First Quarter: Texas A&M Conundrum

Second Quarter: Melodramatic Michigan

Regardless what happens hereafter, Michigan has already won one national title: most melodramatic program in America. The Wolverines are setting records for overwrought emotions in response to various suspensions of Jim Harbaugh (11).

Saturday it was interim head coach Sherrone Moore (12) alternately sobbing and swearing on national TV after Michigan blunt-force trauma’d Penn State into submission. Moore’s heaving salute to Harbaugh almost felt like a parody. It gave the impression that the coach was on his death bed, being held hostage or perhaps trapped in an underground mine. In reality, he was suspended (again), and watched the game from the team hotel in State College, Pa.

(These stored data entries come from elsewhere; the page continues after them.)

PR #3554, opened 2017-01-11
Fixes default profile symlink not being available

daniel-j-h:
Adaption for b8e13d9b - people are running into this.

(Should probably not be a default in the first place or rel. to the base binary ..)

## Tasklist
 - [x] review
 - [ ] adjust for comments


TheMarex:
Cool, was this the only place where we mentioned that?

daniel-j-h:
Yes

Last week, Harbaugh was sidelined by the Big Ten for the final three games of the regular season for former staffer Connor Stalions’s alleged espionage ring, which performed impermissible, in-person scouting of Michigan opponents. Harbaugh and Michigan requested a temporary restraining order that would allow him to coach but it will not be heard until Friday. So he sat out the Penn State game, which follows a school-mandated suspension for three games to start the season for another ongoing NCAA investigation.

Wolverines offensive line coach Sherrone Moore, right, does an interview through tears as running back Blake Corum, left, looks on.
Moore, right, let his feelings about Harbaugh flow freely in his emotional postgame interview :: Matthew O'Haren/USA TODAY Sports

When the first suspension happened, Michigan responded in florid fashion. Quarterback J.J. McCarthy wore a “Free Harbaugh” shirt before the season opener against East Carolina—perhaps overlooking the fact that this was a school suspension. The Wolverines also took the field for their first offensive play in that game in the “centipede” formation Harbaugh fancied, initially lining up all 11 players in a row behind the center before shifting into something more conventional.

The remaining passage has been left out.